Genesis meanwhile would pair Gwalia with its new Ulysses underground development 30km to the south and have two mills to provide processing options and potentially underpin more consolidation in the region, given its majority ownership of Dacian Gold (ASX:DCN), holder of the mothballed Mount Morgans mine and mill nearby.
Investors don’t seem overly enthused with the shenanigans. Silver Lake shares are down over 12% in the past month, outpacing a 4.35% fall over the same period for the All Ords gold sub-index.
Genesis shares have fallen around the same amount, with both in negative territory this morning. This is all positive for SBM shareholders though, with Silver Lake’s revised offer (its third all up) pushing the company’s shares up 3.76%.
Once the mine is sold the company will be debt-free with liquidity to pursue a turnaround at its Atlantic gold operations in Canada and Simberi in PNG.
New Hope Corp (ASX:NHC) has given an insight into the shifting sands of the energy coal export market and the strong profits still being generated by coal miners despite a large drop in seaborne prices so far in 2023.
After charging to over US$450/t, spot prices have returned to a high but more normal level.
Its April quarter (NHC has an idiosyncratic reporting schedule), saw New Hope deliver underlying EBITDA of $448.1m, up 14.8% on January and 20.6% ahead of the same period last year.
That was driven by strong sales from its Bengalla mine of 2.15Mt, up 46.9% against January after the impact of heavy rainfall that seemed to curb exports out of Newcastle and the Hunter Valley for living memory subsided.
Cashed up NHC still has $827m in the bank even after dropping $348.8m in an interim and special dividend for the first half of FY23.
Coal prices have come down, with the GlobalCoal Newcastle 6000kcal index down 38.5% YoY to US$191.8/t (a 48.1% fall quarter on quarter) thanks to a mild winter in the Northern Hemisphere.
The Japan reference price for 6322kcal/kg coal was set at US$199.9/t from April 1, not a price any coal miner would have moaned about two years ago.
Interestingly, a narrowing price spread between 6000 and 5500kcal coal as import restrictions on Australian coal in China have wound up has seen NHC return to the market there.

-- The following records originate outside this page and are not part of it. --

PR #305, opened 2023-07-06
Exports and data names

cristinamullin:
Removed cached data function roxygen so they will not show up as exported package functions. Updated example data names.


cristinamullin:
@ehinman can you help make Shiny match these new example data file names?

ehinman:
@cristinamullin Sure!

R/ExampleData.R
```diff
@@ -1,89 +1,89 @@
...
-#' TADAProfileCleanTP
+#' Data_TP_6Tribes_5y
 #' 
-#' A dataset containing Total Phosphorus data from Tribal Data (see ?TribalData for more information):
-#'
-#'
-#' Data was cleaned using the TADA harmonize vignette. Data is filtered down to 
-#' only Total Phosphorus, Mixed Forms.
+#' A dataset containing Total Phosphorus (TP) data from tribal organizations
+#' (see ?TribalData for more information). Data was cleaned using the
```
ehinman, line 71: I think this needs to be updated to the new name Data_TP_6Tribes_5y.

ehinman (commented):
It looks like the datasets (.Rda) themselves still need to be renamed. I think that will resolve the errors in the tests.

PR #310, opened 2023-07-13
Within org dups eh

ehinman:
- created new function that identifies duplicates within organizations at the same site, date, time, characteristic, fraction, and depth. Should be used to identify multiple uploads of the same results. 
- Renames ID duplicate functions to discern them
- Should they be combined? 
- Also created a new function for creating random datasets to test against TADA functions


R/ResultFlagsIndependent.R
```diff
@@ -1021,48 +1022,117 @@ TADA_FindPotentialDuplicates <- function(.data, dist_buffer = 100){
...
+#'   TADA.ResultSelectedWithinOrg, which defaults to TRUE (all results
+#'   selected), unless the user specifies the handling method as 'pick_one', in
+#'   which case there exists one result in each duplicate group where
+#'   TADA.ResultSelectedWithinOrg = TRUE and for all other results in the group
+#'   TADA.ResultSelectedWithinOrg = FALSE.
+#' 
+#' @export
+#' 
+
+TADA_FindPotentialDuplicatesWithinOrg <- function(.data, handling_method = 'none'){
```
cristinamullin, line 1099: If combined: 

handling_method could be randomly select 1, choose 1 monitoringlocationID of the two (single org dup), or choose 1 organizationID of the two (multiple org dup).

The distance buffer would be helpful for both of these. Within a single org, there may be a retired and current site that may not be at exactly the same point, but have duplicates of the historical data.

R/ResultFlagsIndependent.R
```diff
@@ -978,28 +978,29 @@ TADA_FlagCoordinates <- function(.data,
 #' be flagged as potential duplicates.
 #'
 #' @return The same input TADA dataframe with additional columns: a
-#'   TADA.ProbableDuplicate column indicating if there is evidence that two or
-#'   more results are duplicated, a TADA.DuplicateID column, containing a
+#'   TADA.ProbableBetweenOrgDuplicate column indicating if there is evidence that two or
+#'   more results are duplicated, a TADA.BetweenOrgDupGroupID column, containing a
```
cristinamullin, line 982: suggestion:

"TADA.MultipleOrgDuplicate column indicating if there is evidence that results are likely duplicated due to submission of the same dataset by two or more different organizations, a TADA.MultipleOrgDupGroupID column"

R/ResultFlagsIndependent.R
```diff
@@ -964,7 +964,7 @@ TADA_FlagCoordinates <- function(.data,
   return(.data)
 }
 
-#' Identify Potential Duplicate Data Uploads (UNDER ACTIVE DEVELOPMENT)
+#' Identify Potential Duplicate Data Uploads Between Organizations (UNDER ACTIVE DEVELOPMENT)
```
cristinamullin, line 967: Identify Potential Duplicate Data Uploads by Multiple Organizations

R/Utilities.R
```diff
@@ -720,3 +722,25 @@ TADA_FindNearbySites <- function(.data, dist_buffer=100){
   
   return(.data)
 }
+
+# Generate a random data retrieval dataset (internal, for testthat's)
+# samples a random state and a random 3 months in the past 10 years using
+# TADA_DataRetrieval. Built to use in testthat and for developer testing of new
+# functions on random datasets.
+
+TADA_RandomTestingSet <- function(number_of_days = 90){
```
cristinamullin, line 731: This is great!

cristinamullin:
These could potentially be combined, but the handling methods would differ. For that reason, it might make more sense to keep them separate for now. 

Is it possible to add a handling method for within an org: IF the duplicates are all from two different sites, randomly select or have user select to use all from one of the two monitoringlocationIDs .

Across orgs, could the user select to use all data from one of the two organizations, or randomly select one?

R/ResultFlagsIndependent.R
ehinman: We can discuss further, but my initial reaction is that the first suggestion would be difficult to execute. I'm not sure how someone would pick a single monitoring location or organization when every single duplicate group has potentially unique comparisons (i.e. duplicate groups comparing between orgs will not necessarily always have the same two or more organizations within the duplicate group; every duplicate group has a set of unique monitoring locations....not sure how you'd confidently pick one naming convention that applies to all sites in each duplicate group.)

Re: second suggestion, I think there is a low likelihood that a data uploader would upload the same data result twice for a current and a retired monitoring location. I'm sure it has happened, but I wasn't sure it was worth creating a function for it. Do you think the need is great enough to craft this additional function? It might be easier to just use the TADA_IDNearbySites function and custom group them in the second module.

R/ResultFlagsIndependent.R
```diff
@@ -1021,48 +1022,117 @@ TADA_FindPotentialDuplicates <- function(.data, dist_buffer = 100){
...
+#' 
+#' @param .data TADA dataframe
+#' @param handling_method Defaults to 'none'. When input is 'none', function
+#'   flags groups of potentially duplicated results, but makes no decisions on
+#'   which (if any) should be selected/excluded. Alternatively, user may
+#'   populate handling_method = 'pick_one' and function will randomly select one
+#'   result in each group and flag all others as duplicates.
+#' 
+#' @return The same input TADA dataframe with additional columns: a
+#'   TADA.WithinOrgDupGroupID column indicating whether a result is part of a
```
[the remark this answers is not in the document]
ehinman: Hmm...I don't know which I like better. Single and Multiple works okay, though.

ehinman:
See message above. I think your suggestion for selecting an org from the multiple org dup function could easily be executed in the shiny app, but I struggle to figure out a great way to implement this as a function in TADA, since the user would need to know their priority org before running the function, and use their name as an input. Then, there would need to be a rule if a duplicate group didn't have the priority org....then pick randomly? Definitely do-able, but would be a fairly technical function that would need some additional work on the user's part.

ehinman:
Hm, with more consideration, the TADA function could:

1. allow the user to input an organization hierarchy (e.g. org_hierarchy = c("USGS-PA", "PADEP", "CityOfPhilly"...etc.)) OR
2. have the function pick a result randomly OR
3. keep all results (do not flag duplicates, only identify them)

cristinamullin (approved):

PR #311, opened 2023-07-13
update figures

ehinman:
- figures require comparable data identifier but can also be grouped by additional columns. the output is a list of figures for all unique groups in the dataset.


R/Figures.R
katiehealy, line 1: These look great! I love the expanded functionality. My only suggestion would be to include an example of using multiple id_cols (maybe MonitoringLocationTypeName?)

katiehealy (approved):

R/Figures.R
cristinamullin: Good idea!

ehinman: I agree. I will add some!

cristinamullin (approved):

PR #330, opened 2023-08-18
Smol updates

ehinman:
- updates following NP discussion, plus some small figure changes


ehinman:
I realized that if the equation accepts any combination of subsets of subspecies, other equations later in the hierarchy might be completely skipped even though a more complete set of subspecies exist to evaluate a later equation. To fix this, I had to basically give the function every possible combination of nutrient subspecies summations, in a larger hierarchy, and have each loop look for situations where ALL subspecies are present. This is now saved as a .csv in the package (NP_equations.csv).

For example, if a nutrient grouping on a single day/site had NITRATE and AMMONIA, because the TKN + NITRATE + NITRITE equation comes earlier in the hierarchy, the function would accept ONLY NITRATE to represent TOTAL N, when really it should skip down to the AMMONIA + NITRATE + NITRITE equation and work with those subspecies together. This is now fixed, and it will sum AMMONIA and NITRATE, as intended.

cristinamullin (approved):

PR #331, opened 2023-08-23
Pair Replicates Function

katiehealy:
Created function to pair replicates with their parent samples. (This function only pairs, does not calculate RPD of measured values.)


R/ResultFlagsDependent.R
```diff
@@ -548,6 +548,126 @@ TADA_FindQCActivities <- function(.data, clean = FALSE, flaggedonly = FALSE) {
...
+#' "Quality Control Field Replicate Habitat Assessment",
+#' "Quality Control Field Replicate Msr/Obs",
+#' "Quality Control Field Replicate Portable Data Logger",
+#' "Quality Control Field Replicate Sample-Composite", and
+#' "Quality Control Sample-Field Replicate".
+#' @param time_window Numeric argument defining the time window in seconds within 
+#' which to search for parent samples. The default time window is 300 seconds or 5 minutes.
+#' 
+#' @return This function adds two columns to the original data frame: 'TADA.DateTime' and 
+#' 'TADA.ReplicateSampleID'. 'TADA.DateTime' combines the columns 'ActivityStartDate' and
```
cristinamullin, line 572: Creating TADA.DateTime may not be necessary. See: ActivityStartDateTime. Does that give you the date time in the format you need?

R/ResultFlagsDependent.R
```diff
@@ -548,6 +548,126 @@ TADA_FindQCActivities <- function(.data, clean = FALSE, flaggedonly = FALSE) {
...
+#' # Run TADA_FindQCActivities:
+#' df <- TADA_FindQCActivities(Data_NCTCShepherdstown_HUC12)
+#' 
+#' # Find pairs for all data flagged as "QC_replicate":
+#' df_all_pairs <- TADA_PairReplicates(df)
+#' 
+#' # Find pairs for only data with ActivityTypeCode "Quality Control Sample-Field Replicate":
+#' df_fieldrep_pairs <- TADA_PairReplicates(df, type = "Quality Control Sample-Field Replicate")
+#' 
+#' # Find pairs for all data flagged as "QC_replicate" with a 10-minute time window:
```
cristinamullin, line 598: Suggestion to clarify in documentation: By 10-min time window, does that mean 5 mins before or after the paired sample (10 min window), or 10 mins before or 10 mins after (20 min window)?

R/ResultFlagsDependent.R
katiehealy: Oh, good call! I didn't notice that column before. Let me try it out and see what happens.

R/ResultFlagsDependent.R
katiehealy: Good idea - right now, if time_window = 600 (10 minutes), that means it will find potential pairs 10 minutes before or 10 minutes after, so a 20 minute window. Any thoughts on a better word? maybe time_difference?

cristinamullin: time_difference makes sense to me. It may be helpful to say in the documentation that this is the max time difference between the paired sample and replicate. From that, the time window that the function looks at for each sample can be inferred (e.g. if the max time difference is 5 mins, then the time window that the function searches for is 10 mins (i.e., 5 mins before and 5 mins after the parent sample time).

cristinamullin (approved):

China typically burns lower grade thermal coal than blue chip customers in markets like Taiwan, Japan and Korea.
“With import restrictions on Australian coal into China being lifted and the spread between 6000 and 5500 kcal/kg NAR products narrowing, we have refreshed our relationships into the Chinese market and completed our first sales which will be delivered in the next quarter,” NHC told shareholders.

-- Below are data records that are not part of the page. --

PR #369, opened 2023-12-20
358 measurequalifiercode definitions

hillarymarler:
For TADA_MeasureQualifierCodeFlag adds an argument "define" with default set to to TRUE which creates a column called "TADA.MeasureQualifierCode.Define" which concatenates the qualifier code with its definition. This accommodates more than one qualifier code and will return definitions for any codes which have a matching description in the reference file.

I also updated TADA.MeasureQualifierCode.Flag to consider each qualifier code individually (rather than relying on hard-coded combinations). This required creating a hierarchy to assign flags if multiple codes had conflicting flags for one result. Current hierarchy is Suspect > Non-Detect > Over-Detect > Pass > Not Reviewed.

I also updated the search for missing codes to search by single codes, not combinations.

### DIFF
--- a/R/ResultFlagsDependent.R
+++ b/R/ResultFlagsDependent.R
@@ -626,7 +626,7 @@ TADA_AutoFilter <- function(.data) {
 #' rows of data flagged as Suspect.
 #' 
 #' @param define Boolean argument; the default is define = TRUE. When define = TRUE,
-#' the function will add an additional column (TADA.MethodQualifierCode) providing 
+#' the function will add an additional column (TADA.MethodQualifierCode.Def) providing 
 #' all available definitions for the MethodQualifierCodes for each result. When 
 #' define = FALSE, no additional column is added.
 #'
@@ -690,9 +690,9 @@ TADA_FlagMeasureQualifierCode <- function(.data, clean = FALSE, flaggedonly = FA
      tidyr::unnest(MeasureQualifierCode) %>%
      merge(mqc.ref) %>%
      dplyr::group_by(ResultIdentifier) %>%
-     dplyr::summarize(TADA.MeasureQualifierCode.Define = paste(Concat, collapse = "; "))
+     dplyr::summarize(TADA.MeasureQualifierCode.Def = paste(Concat, collapse = "; "))
 
-   .data$TADA.MeasureQualifierCode.Define <- mqc.TADA$TADA.MeasureQualifierCode.Define[match(.data$ResultIdentifier, mqc.TADA$ResultIdentifier)]
+   .data$TADA.MeasureQualifierCode.Def <- mqc.TADA$TADA.MeasureQualifierCode.Def[match(.data$ResultIdentifier, mqc.TADA$ResultIdentifier)]
 
    rm(mqc.ref, mqc.TADA)
  }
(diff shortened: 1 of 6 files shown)


cristinamullin:
This all sounds great – thanks Hillary! The hard coded combinations in the WQXMeasureQualifierCodeRef ref are no longer needed, correct? You can remove them by removing lines 735-783 from WQXRefTables.R in the TADA_GetMeasureQualifierCodeRef function. Once those lines are removed, you can then run TADA_UpdateMeasureQualifierCodeRef() to update the reference file.

cristinamullin:
@hillarymarler this should fix the two warnings: 

1) add purrr under Imports in the Description file
2) update docs (see below)
`
library(devtools)
`
`
load_all()
`
`
document()
`

❯ checking dependencies in R code ... WARNING
  '::' or ':::' import not declared from: 'purrr'
  Namespace in Imports field not imported from: 'remotes'
    All declared Imports should be used.

❯ checking for code/documentation mismatches ... WARNING
  Codoc mismatches from documentation object 'TADA_FlagMeasureQualifierCode':
  TADA_FlagMeasureQualifierCode
    Code: function(.data, clean = FALSE, flaggedonly = FALSE, define =
                   TRUE)
    Docs: function(.data, clean = FALSE, flaggedonly = FALSE)
    Argument names in code not in docs:
      define

hillarymarler:
Thanks - I will update to fix the warnings and edit/update the reference table.

R/ResultFlagsDependent.R
```diff
@@ -624,6 +624,11 @@ TADA_AutoFilter <- function(.data) {
 #' @param flaggedonly Boolean argument; the default is flaggedonly = FALSE. When
 #' flaggedonly = TRUE, the function will filter the dataframe to show only the
 #' rows of data flagged as Suspect.
+#' 
+#' @param define Boolean argument; the default is define = TRUE. When define = TRUE,
+#' the function will add an additional column (TADA.MethodQualifierCode) providing
```
cristinamullin, line 629: Suggest to call the new field:
TADA.MeasureQualifierCode.Def

hillarymarler: Sounds good to me - I will make that change now.

cristinamullin (approved):

R/ResultFlagsDependent.R
```diff
@@ -665,26 +670,71 @@ TADA_FlagMeasureQualifierCode <- function(.data, clean = FALSE, flaggedonly = FA
...
+  codes <- stringr::str_split(unique(.data$MeasureQualifierCode), ";") %>%
+    unlist() %>%
+    unique()
+  
   if (any(!codes %in% qc.ref$MeasureQualifierCode)) {
     missing_codes <- codes[!codes %in% qc.ref$MeasureQualifierCode]
     missing_codes_df <- data.frame(
       MeasureQualifierCode = missing_codes,
-      TADA.MeasureQualifierCode.Flag = "uncategorized"
+      TADA.MeasureQualifierCode.Flag = "uncategorized",
```
cristinamullin, line 730: I noticed in other flag functions that depend on reference tables we are using the term "Not Reviewed" which is similar to "uncategorized". Should we be consistent across all reference files and in what is delivered in all TADA flag fields?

“The robust demand from China of lower energy product has provided an outlet for a portion of our coal over the low season. Imports in key markets are expected to increase in the coming months, with continued tight global supply expected to provide support to pricing for higher CV coal.
“The outlook for the remainder of calendar year 2023 remains positive, with market forwards continuing to show a contango.”
On an operational front NHC has seen the first coal produced from its 15% owned Malabar Resources and its Maxwell mine, but it’s facing more delays with the reopening of its New Acland coal mine in Queensland after the Oakey Coal Action Alliance got the Environmental Defender’s Office on board to challenge an associated water licence granted by the Queensland Government.